# Il lato oscuro del Clasico



## Magnus_Marcus (8 Novembre 2013)

Montaggio molto divertente e a tratti soddisfacente che mostra il lato che preferisco delle sfide tra Real e Barcellona degli ultimi anni.

Video al secondo post.


----------



## Magnus_Marcus (8 Novembre 2013)

Da notare come i madrileni perdano subito la testa e come invece i catal'ani siano sempre freddi e sappiano sempre come comportarsi per portare tutto a proprio vantaggio


----------



## Ronaldinho_89 (8 Novembre 2013)

Il Real Madrid rimarrà sempre inferiore al mio Barça  C.Ronaldo eterno secondo.


----------



## O Animal (8 Novembre 2013)

Beh tutto merito degli apostoli dell'UNICEF e di Mourinho...


----------



## Butcher (8 Novembre 2013)

Messi a 1:20


----------



## alexrossonero (8 Novembre 2013)

Certi interventi killer dei madrileni sono davvero una cosa che col calcio non c'entra nulla.
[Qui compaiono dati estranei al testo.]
PR #14695, opened 2026-08-07
🧭 refactor: make the side panels behave the same way

berry-13:
## Summary

The five side panels (Memories, Prompts, Skills, MCP, Bookmarks) each handled scrolling, loading, and pagination differently. This makes them behave identically:

- **Pinned header and footer.** The filter row and the admin settings button stay put; only the list between them scrolls, and the scrollbar sits on the list rather than the whole panel.
- **Scroll to fetch, not Prev/Next.** Every panel now loads the next page on scroll. Bookmarks and Memories fetch everything up front, so their pagers were slicing an in-memory array; those are gone.
- **One loading standard.** A shared `PanelContent` decides between skeleton, empty state, and content, so the three states are mutually exclusive by construction. Each panel gets a skeleton shaped like its own rows.

Alongside that, a set of smaller fixes to the same surfaces: creating a prompt moved into a dialog (and `/prompts/new` is gone), the Skills create menu and icon-only dropdowns render correctly, pinned models and agents unpin in one click instead of through a 3-dots menu, and resetting model parameters gives visible feedback.

## Notable fixes

- **Scroll-to-fetch never fired without overflow.** A page that did not fill the scrollport produced no scroll event, so nothing requested the next one. Symptom: zooming the page "fixed" it. The nav hook now keeps fetching until the list overflows or the cursor runs out.
- **The Skills panel could not reach a 51st skill.** It fetched a single page of 50 and never asked for more. It now uses the cursor-paginated infinite query that already existed beside it.
- **Bookmarks drag reordered the wrong row.** `moveRow` indexed into the unsliced array while the list rendered a page slice, so dragging past page one moved a different bookmark. Removing the pager removes the mismatch. The same mismatch still exists under an active filter and is left alone here, since whether reordering should be possible while filtered is a design question.
- **Prompt skeletons stacked on top of cached rows.**
- **A dead colour class.** The dialog's floating labels asked for `bg-background`, which maps to nothing and computes to transparent in both themes, so the input's border ran through the label text.

## Test suite

Three flakes that were failing full runs are fixed:

- Seven specs mocked `@librechat/client` and `librechat-data-provider` with `virtual: true`, which is for modules that are not on disk. These are, so the flag keyed each mock to a path derived from the spec's own directory instead of the module's resolved id, and whether the component under test received the mock depended on the worker that picked up the file. When the mock missed, the real Radix dialog portaled its content out of the render container.
- The lazy `BookmarkNav` wait had to cover babel transforming that module's whole graph on first require, which does not fit in `waitFor`'s default second.
- Jest workers accumulate coverage maps for their whole lifetime, grew past a gigabyte, and were killed by the OS, failing whichever suite they happened to be holding. Capping idle worker memory also cut the wall clock, since the run no longer swaps.

## Testing

- `client`: 311 suites / 3948 tests passing.
- Skills pagination verified in-browser against a seeded account: first request `?limit=20`, scrolling issues a second with a cursor, all rows render, and further scrolls issue nothing once `has_more` is false.
- Panel layout verified by measurement: filter stays pinned while the list scrolls.
- Screenshots could not be captured in this environment, so the visual checks above are DOM and computed-style measurements rather than images.


berry-13:
@codex review

berry-13:
@codex review

berry-13:
@codex review

berry-13:
@codex review

PR #14704, opened 2026-08-08
🔌 feat: Add Agent Plugins (Experimental)

danny-avila:
## Summary

Implements the [Agent Plugins 1.0.0 specification](https://agent-plugins.org/) so LibreChat can load portable plugin packages published for ChatGPT, Codex, Copilot, VS Code, Cursor, and Kiro. A plugin is a directory with a `plugin.json` manifest, an optional `skills/` folder of Agent Skills, an optional `mcp.json`, and optional reverse-domain extension directories.

This builds directly on #14412. Hooks are explicitly outside the portable v1 format, so LibreChat reads them from its own extension directory — `ai.librechat/hooks/hooks.json` — and hands them to the compatibility layer that PR added. The spec's own §8.2 example of an extension directory is exactly this shape.

### Loader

Così come le note simulazioni dei blaugrana.


----------



## Fabry_cekko (8 Novembre 2013)

alexrossonero ha scritto:


> Certi interventi killer dei madrileni sono davvero una cosa che col calcio non c'entra nulla. Così come le note simulazioni dei blaugrana.



infatti...io odio di più le simulazioni ridicole dei catalani che gli interventi killer anche se sono scorrette e vigliacche...una volta si facevano regolarmente questi interventi
inutile dire che il Real insieme al Milan rappresenta il Calcio per Club (anche se per me loro sono i numeri 1, ma di pochissimo) 9 Champions, 30 Scudetti...il Real è il sogno di tutti


----------



## Snake (8 Novembre 2013)

si infatti, meglio le entrate killer col rischio di spaccare una gamba


----------



## Andreas89 (8 Novembre 2013)

Aldilà di queste scenate puerili di ambedue le compagini, il Barca non avrà mai il fascino del Real. Ma neanche lontanamente. Pepe sarebbe un degno compare dei simulatori catalani. Perfetto.


----------



## Tifo'o (8 Novembre 2013)

Il Barcellona è la Rubentus d'europa. Se non rubano in casa non sono contenti, poi loro giocatori sono l'anticalcio. Neymar è la dimostrazione.
Eh ma se fosse Balotelli "eheheheh ma balotelli è sempre per terra" "eheeh ma Balo qui balo la"


----------



## 7AlePato7 (8 Novembre 2013)

Il Porcellona però fa arrabbiare... quanto simulano.


----------



## Morto che parla (8 Novembre 2013)

Macellai contro attori.


----------



## Fabry_cekko (9 Novembre 2013)

Snake ha scritto:


> si infatti, meglio le entrate killer col rischio di spaccare una gamba



ti pagano tantissimi soldi, fai un lavoro stupendo puoi rischiare di romperti una gamba


----------



## Fabry_cekko (9 Novembre 2013)

certo pure Leo che donnicciola...criticano tanto Ronaldo per le simulazioni, ma anche lui non scherza...appena prende una manata casca a terra
il comportamento a 5:40 è vergognoso


----------



## Ronaldinho_89 (9 Novembre 2013)

Andreas89 ha scritto:


> Aldilà di queste scenate puerili di ambedue le compagini,* il Barca non avrà mai il fascino del Real.* Ma neanche lontanamente. Pepe sarebbe un degno compare dei simulatori catalani. Perfetto.



Bestemmia.


----------



## Denni90 (9 Novembre 2013)

Ronaldinho_89 ha scritto:


> Bestemmia.



stai scherzando vero???


----------



## Andreas89 (9 Novembre 2013)

Ronaldinho_89 ha scritto:


> Bestemmia.


----------



## Ronaldinho_89 (9 Novembre 2013)

Il Barça è la squadra più affascinante del Mondo, C.Ronaldo a Messi deve sempre lucidargli le scarpe.


----------



## rossovero (9 Novembre 2013)

Morto che parla ha scritto:


> Macellai contro attori.



.


----------



## er piscio de gatto (9 Novembre 2013)

I giocatori del Barcellona son delle persone davvero infime. In attacco gli manca solo Balotelli ed avrebbero la nazionale dei simulatori e scorretti al completo


----------



## Fabry_cekko (9 Novembre 2013)

Ronaldinho_89 ha scritto:


> Il Barça è la squadra più affascinante del Mondo, C.Ronaldo a Messi deve sempre lucidargli le scarpe.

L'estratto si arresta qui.